If you are AABB and CAP accredited and the accreditation renewal periods are in sync, you can request for the AABB and CAP blood bank "inspection" to be coordinated. You can select 5 blackout days and the AABB assigned assessor(s) will also perform the blood bank portion of the CAP inspection checklist as well as some of the general lab items that apply to the blood bank. The CAP assigned team will perform the inspection of the other areas of the laboratory. Just as a note, coordination does not mean the AABB team and CAP team will be there on the same days.

You stated the patient has red cell aplasia. Your findings would be consistent with total and complete red cell aplasia and the only circulating cells are transfused donor units, which you stated were all A's. The amount and frequency of transfusion would also be consistent with the total aplasia.
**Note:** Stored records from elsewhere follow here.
PR #2046, opened 2025-10-31
RISC-V Instruction API

wxrdnx:
- [x] Migrate old Capstone code
- [x] Add unit tests
- [x] Capstone Github Workflow

### DIFF
--- a/tests/integration/InstructionAPI/decoder/riscv/CMakeLists.txt
+++ b/tests/integration/InstructionAPI/decoder/riscv/CMakeLists.txt
@@ -14,61 +14,61 @@ add_executable(rv64i_base rv64i_base.cpp)
 target_compile_options(rv64i_base PRIVATE ${RISCV_INST_TESTS_CXX_WARNING_FLAGS})
 target_link_libraries(rv64i_base PRIVATE instructionAPI cft_tests memory_tests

See 5.14.5 in the 29th edition of Standards. It was inadvertently changed to 10 years in the 28th edition, corrected to Indefinite in the 29th edition (effective April 1, 2014).

You do not need to register with the FDA to convert FFP/FP24 to the 5day Thawed Plasma product. You are not "manufacturing" a new product, rather just applying a new product code and expiration date. However, since you need to apply a new ISBT128 product code label, it may change your registration requirements with ICCBBA.